Methods of Installing High Build Urethanes

When there comes a need for a surface that is both chemical and abrasion resistant more and more people are relying on High Traffic Urethanes. They perform great under extreme conditions. Unfortunately there is a bit of a learning curve for first time installers. When applying this product there are a two very crucial things that need to happen and in this article we cover all of them.

What Are High Build Urethanes?

High Build Urethanes are a high solids material. They are typically 90% solids or higher. This type of coating cures even if there is the presence of high moisture in the atmosphere. This coating forms a protective coating film on the surface of the concrete by reacting chemically with the moisture in the air. Manufacturers also add finely ground aluminum oxide to the materials which is what give it a different consistency than the typical epoxies.

Method Of Application

The typical method of pouring out the contents and squeegeeing it around in order to spread it do not apply with high build urethanes.

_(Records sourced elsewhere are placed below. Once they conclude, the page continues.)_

Issue #13810, opened 2024-03-01
Soulbound Collectibles handling


dlipicar:
**For soulbound collecitbles**, we should disable the send button. A special treatment for soulbound collectibles is also shown for the send dialog where the user is selecting the token to send - soulbound collectibles should be disabled with a `Soulbound` label and a tooltip on hover clarifying why that token cannot be sent.

<img width="1716" alt="Screenshot 2024-02-02 at 8 02 25 AM" src="https://github.com/status-im/status-desktop/assets/110033914/de85c439-f2f5-49a2-99b8-4728e92fbdba">

Figma:
https://www.figma.com/file/FkFClTCYKf83RJWoifWgoX/Wallet-v2?type=design&node-id=21257-31495&mode=design&t=z76IWrH4Ov5fvbfc-4

PR #14255, opened 2024-04-02
feat(wallet): Disable send for soulbound collectibles

Cuteivist:
Task #13810 

### What does the PR do

* Disabled send button and showed tooltip on hover for soulbound collectibles
* Elided community id for unknown communities

### Affected areas

Wallet / collectibles details

soulbound

### DIFF
--- a/ui/app/AppLayouts/Wallet/panels/WalletFooter.qml
+++ b/ui/app/AppLayouts/Wallet/panels/WalletFooter.qml
@@ -28,6 +28,11 @@ Rectangle {
 
     color: Theme.palette.statusAppLayout.rightPanelBackgroundColor
 
+    QtObject {
+        id: d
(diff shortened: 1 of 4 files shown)


ui/app/AppLayouts/Wallet/panels/WalletFooter.qml
```diff
@@ -28,6 +28,11 @@ Rectangle {
 
     color: Theme.palette.statusAppLayout.rightPanelBackgroundColor
 
+    QtObject {
+        id: d
+        readonly property int collectibleTransferableTrait: !!walletStore.currentViewedCollectible && sendButton.visible ? walletStore.findCollectibleTrait(walletStore.currentViewedCollectible, Constants.collectibleTrait.transferable, Constants.collectibleTrait.transferableNoValue) : -1
```
dlipicar, line 33: hmm we shouldn't really be using these traits for anything other than display purposes... Anybody could add a trait called `Transferable` to their NFT but still allow people to send it.
IMO this should be a separate field coming from the backend

PR #14258, opened 2024-04-02
fix(@desktop/wallet): prevent collectibles controller crash if networ…

dlipicar:
…k unknown

### What does the PR do

We didn't check for nil when requesting networks in the collectibles controller. This caused a crash if a collectible from some unknown network (or one from the opposite chains to whatever the testnet mode is set to) was processed. This PR adds a nil check.


Khushboo-dev-cpp (approved):

stefandunca (approved):
😍

PR #14259, opened 2024-04-02
fix(permissions): fix hang when all channel perm check return

### LINKED ISSUE #14234: CPU spike/hang when SIGNAL_CHECK_ALL_CHANNELS_PERMISSIONS_RESPONSE is called
# Bug Report

## Description

Experienced by almost everyone. Especially Iuri himself. His app gets stuck a lot. We don't know exactly why. Sometimes, we need to kill the app.

**Edit**: Turns out the issue is with the return of checking all channels. See comment below: https://github.com/status-im/status-desktop/issues/14234#issuecomment-2032332072

jrainville:
Fixes #14234

The problem was that we updated **all** the models from **all** the channels of a community each time the channel requirement checks returned.

The fix is to first of all, make sure we don't call that check too often. It sometimes got called twice in a row by accident.

The other better fix is to check if anything actually changed before updating. This solves the issue almost entirely.  Since the permissions almost never change, the updates now take only a second.

#### Proof 
You can see the fixed version in this video.
It's quite long, but here are the key parts: the permissions still work as expected, a normal member cannot post in #annoucements or see the private channels. I can see post in normal channels.
Opening the Edit Shared Addresses popup is slow, but that's another story, populating the model is very slow. I used this because it triggers a `checkAllChannels` call.
While the red loading message is blinking, I scroll to show that it isn't hanging.
You will see just before the loading message disappears, it does hang, but for a second. Then I can scroll again and we can see the results.
[hanging-fix.webm](https://github.com/status-im/status-desktop/assets/11926403/17b12dce-6f06-4b88-b23a-244a8177c644)


src/app/modules/main/chat_section/module.nim
```diff
@@ -929,6 +933,10 @@ proc updateTokenPermissionModel*(self: Module, permissions: Table[string, CheckP
       var permissionSatisfied = true
 
       for index, tokenCriteriaItem in tokenPermissionItem.getTokenCriteria().getItems():
+        let criteriaMet = criteriaResult.criteria[index]
+
+        if tokenCriteriaItem.criteriaMet == criteriaMet:
```
caybro, line 938: What if the criteria is still met but other params of the permission have changed?

src/app/modules/main/communities/module.nim
```diff
@@ -907,6 +907,11 @@ proc applyPermissionResponse*(self: Module, communityId: string, permissions: Ta
     var permissionSatisfied = true
 
     for index, tokenCriteriaItem in tokenPermissionItem.getTokenCriteria().getItems():
+      let criteriaMet = criteriaResult.criteria[index]
+
+      if tokenCriteriaItem.criteriaMet == criteriaMet:
```
caybro, line 912: Same question here; I believe the fix should go to `TokenPermissionsModel.updateItem` to update only those members that have actually changed, and then signal the `dataChanged` for those roles only

caybro (commented):
I just tested this... not much change :/ The app is still freezing for me when trying the "Edit shared addresses" dialog on the Status CC

noeliaSD:
We (@micieslak and me) are testing on top of this PR and we still see the app hanging when entering on the permissions page. Maybe it's better than before but we are still experiencing it.

We will provide soonish a qml improvement for the permissions page were some SFPM have been moved a level up to avoid doing extra operation inside a repeater. This improves the loading time of the permissions page. However, the hang is still present.

We are now exploring other ui components to see if they can have some implication.

jrainville:
@caybro @noeliaSD , when you say it's hanging, are you talking about when you click on the button, it takes a long time to appear, or the "random" hang that lasts for minutes?

Because, I also experience the small hang of 5-10 seconds when clicking on Edit Shared Addresses and when going to the admin panel, but that is nothing compared to the 2 min hang of the Check Permission return, that I hope I fixed here.

src/app/modules/main/chat_section/module.nim
jrainville: `permissions: Table[string, CheckPermissionsResultDto]` only contains the criterias, so only the boolean saying if the criteria is updated.

Long story short, this function is only called with the permission results, not when a permission is updated. That's handled elsewhere.

ui/app/AppLayouts/Communities/panels/PermissionsSettingsPanel.qml
```diff
@@ -46,6 +49,40 @@ StackView {
         root.push(newPermissionView, properties, StackView.Immediate);
     }
 
+    SortFilterProxyModel {
+        id: allChannelsTransformed
+
+        sourceModel: root.channelsModel
+
+        proxyRoles: [
```
caybro, line 57: All of these proxy roles could be just a simple `JoinRole`, instead of the expensive `ExpressionRole`s

caybro: cc @micieslak since you merged the other PR here already :)

micieslak: Good point, can be improved by a chance

alexjba:
> I just tested this... not much change :/ The app is still freezing for me when trying the "Edit shared addresses" dialog on the Status CC

same here. It's freezing when opening the popup and when the requirements check finishes. The requirements check seems heavier and the freeze is longer.

jrainville:
I pushed some new changes. They should help a little more by only calling the update function where there are updates.
Also, we were setting up the permission model uselessly in the CommunityColumn. I moved that to the only place it  was actually 
used. That means that we should be calling the permission check less often.


I tested the Edit Shared addresses popup, and indeed it, is still slow to open, but it was not gonna be addressed here. The duration of the checks is kinda dependent on a the network, so there isn't much to do there, until we refactor.

Here are the results I had. As you can see, the worst hang was of 2.4 seconds. It's not great, but it's manageable.
TM
```
Emitting checkAllChannelsPermissionsResponse
Time taken comm section: 0.5683207669999994
Time taken chat section: 0.002609021999999683
```

Member
```
Emitting checkAllChannelsPermissionsResponse
Time taken comm section: 2.372417542000001
Time taken chat section: 0.001315308000002346
```

@alexjba if you still reproduce the issue, I can push my logs commit and we can see where it blocks for you.

jrainville:
Iuri tested the changes and couldn't reproduce the hang

jrainville:
I'm gonna force the merge now. We need a new RC build for tomorrow.
@micieslak you can do the review comment fixes in another PR

caybro:
@jrainville it may not be a bad thing in the end given the poor performance but I think you just nuked the channels inside the permissionsModel for good :smiling_imp: 

image

Log: 
```qml
Warning: !!! UNIQUE CHANNELS: [] 
```

caybro:
There's a possibility that the channel permissions got dropped?

alexjba:
> There's a possibility that the channel permissions got dropped?

I see them in the edit shared address 🤔

jrainville:
@caybro I'm pretty sure that's because you haven't joined yet. The community is encrypted, so the channels are not available until you join. Can you check with an unencrypted community?

Issue #11983, opened 2023-08-22
[Epic] General approach for displaying contact details


MishkaRogachev:
### The Problem

In general, we display model-based contact details using the standard QAbstractItemModel mechanisms. However, in a few
In a few places we need to display contact details based on a specific contactId. Here are just a few of them:

- [Profile](https://github.com/status-im/status-desktop/blob/master/ui/imports/shared/views/ProfileDialogView.qml#L87)
- [Contact Verification](https://github.com/status-im/status-desktop/blob/master/ui/imports/shared/popups/ContactVerificationRequestPopup.qml#L49)
- [TransactionAddress](https://github.com/status-im/status-desktop/blob/master/ui/imports/shared/controls/TransactionAddress.qml#L128-L129)
- [Activity Center](https://github.com/status-im/status-desktop/blob/master/ui/app/mainui/activitycenter/views/ActivityNotificationMessage.qml#L62) (and there are few more connections for different Actypes and this is done deliberately)
- Contacts for 1-to-1 chats in [RootStore](https://github.com/status-im/status-desktop/blob/master/ui/app/AppLayouts/Chat/stores/RootStore.qml#L730)

We use the `Utils.getContactDetailsAsJson` function to retrieve the data, but we also need to know about updates to this contact's and for this we subscribe to the signal from the model in contactsStore. More precisely, to 3 different models because contacts are stored in `myContactsModel`, `receivedContactRequestsModel`, `sentContactRequestsModel`. And we don't receive signals about users who are not in contacts, and we won't see until restart that the user has changed profile pic or alias.

Another problem is that requesting contact data by id is synchronous and can lead to frezzes on UI

TODO:

- [x] #14962
- [x] #14963
- [x] #14964
- [x] #14965
- [x] #14966
- [x] #14967

igor-sirotin:
I'd like to mention another related problem.

## Intro details

When working on https://github.com/status-im/status-desktop/issues/11854 I discovered this property:
https://github.com/status-im/status-desktop/blob/123ed272c20a3c1d49f29c69c6a508fe319dedee/ui/app/AppLayouts/Chat/stores/RootStore.qml#L732
which is updated with many `Connections`/`Binding` components below, e.g. this one:
https://github.com/status-im/status-desktop/blob/10a7b385d548a725ff7cddba29a5e775b9b41c09/ui/app/AppLayouts/Chat/stores/RootStore.qml#L785-L790

## The problem

[...]

PR #14269, opened 2024-04-03
fix(Profile Flow): Marking as ID verified is not reflected in community member

### LINKED ISSUE #13772: [Profile flow] Marking as ID verified is not reflected in community member list
# Bug Report

I marked Jo directly as "ID verified", it seems to get propagated correctly everywhere except the community member list

image

image

### Additional Information

- Operating System: linux

friofry:
fixes #13772

There are several approaches to displaying the "verified" icon for a contact:
- ProfileContexatMenu.qml, ProfileDialogView.qml - it checks whether the outgoingVerificationStatus, incomingVerificationStatus, or trustedStatus is "trusted"
- StatusMemberListItem.qml - only used the usersModule.model.isVerified field (which is the same as outgoingVerificationStatus)

### What does the PR do

1. Adds `trustStatus` to `ChatContentModule.usersModule.model`
2. Fixes `isVerified` value passed to `StatusMemberListItem` 

### Affected areas

usersModule.model

https://github.com/status-im/status-desktop/assets/1083341/dc80f85e-c7db-4409-bf55-aae6870e015f

Further improvements:

- I think it makes sense to move this logic to users/module.nim and leave only the `isVerified` field to be calculated with trustedStatus (and maybe outgoingVerificationStatus, incomingVerificationStatus). But I'm not sure what should be in `isVerified` because there are several ways to verify
- Then other places like ContactListItemDelegate.qml will be fixed automatically

### DIFF
--- a/src/app_service/service/contacts/dto/contacts.nim
+++ b/src/app_service/service/contacts/dto/contacts.nim
@@ -221,7 +221,7 @@ proc trustStatus*(self: ContactsDto): TrustStatus =
   result = self.trustStatus
 
 proc isContactVerified*(self: ContactsDto): bool =
-  return self.verificationStatus == VerificationStatus.Verified
+  return self.verificationStatus == VerificationStatus.Verified or self.trustStatus == TrustStatus.Trusted
 
 proc isContactUntrustworthy*(self: ContactsDto): bool =
   return self.trustStatus == TrustStatus.Untrustworthy


friofry:
I was also thinking of suggesting a refactoring. I'm a bit confused by the places where `getContactDetailsAsJson` is used, because the contact can change. Maybe it is non-trivial in Nim, but it would be more convenient to use the approach if there was a "Contacts" module which could return a `ContactDetail` object with all fields as properties (like `Q_PROPERTY`) by PubKey

After discussing this issue, @MishkaRogachev pointed me to the ticket https://github.com/status-im/status-desktop/issues/11983

friofry:
PR updated. 

New implementation is one line

jrainville (approved):

MishkaRogachev (approved):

This time the thought process has to be, “thin to win” or you may see less than desirable final finish.

Dip & Roll Technique

Installing the coating in the manner previously mentioned could cause the film to be too thick and that can lead to a plethora of problems.  The prefered method by installers is the dip and roll method. Using an 18-inch roller and pans is, in my opinion, the best method to use. The process is to dip and roll then cross roll the floor.

A standard size room of 400-500 square feet can be done with a crew of two. However the faster you can roll the product on the better it will do to hide the roller marks so a crew of three installers would be a better fit. Two installers can work fast on dipping and rolling the urethane on the floor in one direction while the third can cross rolling. Using this process makes the installation go very quickly and as mentioned before minimizes the likelihood of roller marks.

Thin To Win

The thickness of the application is also just as important as the method you use to apply it on. As recommended by the manufacturer High traffic urethanes must be applied thinly. The average rate of application is between 400 to 450 square-feet-per-gallon, wow, that’s thin. Apply them too thick and the coating will can start to show micro bubbles in the film if you keep at it those small bubbles will turn into large blisters. The only solution to remove those is complete removal of coating and restarting from scratch.

Unlike other situations where you would normally sand down a few bubbles from the surface, sanding these coatings down is not easy due to the presence of finely ground aluminum oxide.


With the increasing popularity and demand of high build urethanes it may be a good idea to get familiar with the product. Do not be alarmed, if you follow the to suggestions we discussed here you can be sure to put out a some good final product.